GDAL/OGR data processing workflows
I was recently tasked with analyzing metrics - namely feature counts - for many datasets from an Indian data provider. The dataset was provided in shapefile format and organized into folders for each state and territory, of which there are 29 states and 7 territories in India. The shapefiles had descriptive names which were identically named in each state’s/territory’s folder. See the following example:
Gujarat\ Highways.shp Rivers.shp Settlements.shp UttarPradesh\ Highways.shp Rivers.shp Settlements.shp
I wanted an efficient way to analyze the coverage (area for polygon features, distance for linear features, feature count for all geometries) and decided that importing this data into PostGIS would make this task simpler.
- write out the # of features per shapefile to Excel
- import data into a PostGIS database
- compare feature count metrics for original shapefile and imported features in PostGIS database.
Step 1: Generated initial metrics using ogrinfo, findstr, and echo:
Ogrinfo is a command-line tool from OSGeo GDAL libraries.
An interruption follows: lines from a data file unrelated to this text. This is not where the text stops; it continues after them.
PR #1817, opened 2021-12-20
Feature/sfs packing

stojankz:
### Summary
openpos updates made for order packing. Changes include removing box-shadow, fix to icons scss bug where icons were not being resized correctly to be smaller when in mobile view, stopping propagation on the icon-button click, and adding necessary icon svgs.


openpos-client-libs/projects/openpos-client-core-lib/src/lib/shared/components/icon-button/icon-button.component.ts
```diff
@@ -14,7 +14,8 @@ export class IconButtonComponent {
 
     @Output() buttonClick = new EventEmitter();
 
-    clickFn(): void {
+    clickFn(event: any): void {
         this.buttonClick.emit();
```
eddielegg-le, line 18: Not a big deal right now, but if you're passing the event into the function, might as well pass it along in the emitter too.

stojankz: sure thing

eddielegg-le (approved):

jchirico8 (approved):

PR #1820, opened 2021-12-22
Enhance personalization and the ITagProvider to allow access to all device attributes

jrmihalick:
### Summary
- Adds `IDeviceAttributes` interface in order to keep `ITagProvider` in `openpos-persist` project.  `DeviceModel` implements the `IDeviceAttributes` interface so that the device properties can be provided to `ITagProvider` implementations.
- This is in preparation for dynamically setting the `device_type` tag during Petco personalization
- Clean up a couple of lint warnings


openpos-devices/src/main/java/org/jumpmind/pos/devices/model/DeviceModel.java
```diff
@@ -59,6 +58,8 @@
     @Builder.Default
     private String deviceMode = DEVICE_MODE_DEFAULT;
 
+    private List<DeviceParamModel> deviceParamModels;
```
jrmihalick, line 61: I just moved this from the bottom of the class def

jrmihalick:
@chenson42, @mmichalek  : Could I get a review on this since it will eventually be coming to master?

openpos-persist/src/main/java/org/jumpmind/pos/persist/ITagProvider.java
```diff
@@ -1,10 +1,10 @@
 package org.jumpmind.pos.persist;
 
-import org.springframework.core.env.Environment;
+import org.jumpmind.pos.util.model.IDeviceAttributes;
 
 
 public interface ITagProvider {
 
-    public String getTagValue(String deviceId, String businessUnitId, String tagName);
+    String getTagValue(IDeviceAttributes deviceModel, String tagName);
```
chenson42, line 8: maybe change deviceModel to attributes

jrmihalick: Whoops, yeah

chenson42 (approved):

Combined in use with echo and findstr - both built-in Windows command-line tools - I was able write the file path, the layer name, and feature count to a text file using the following command. This command recursively runs the ogrinfo tool - which provides basic metadata on OGR-compliant spatial data. Findstr allowed filtering of the output metadata to filter out the layer name and feature count:
FOR /R %f IN (*.shp) do ( echo %f >> shape_list.txt ogrinfo -al -so %f| findstr /I /c:"layer name" /c:"feature count" >> shape_list.txt )
The output was a very long text file, which was copied into Excel for further manipulation. For each shapefile, the following rows were written to the text file:
- File Path:
- Layer Name:
- Feature Count:
After copying this text file into Excel, I used the TRANSPOSE function to reorient this data from 1 row per statement (3 rows per shapefile) to one row with attributes written to three columns. After each row contained the initial variables only: path, file name, feature count, I used PivotTables to summarize the data on the Layer Name column.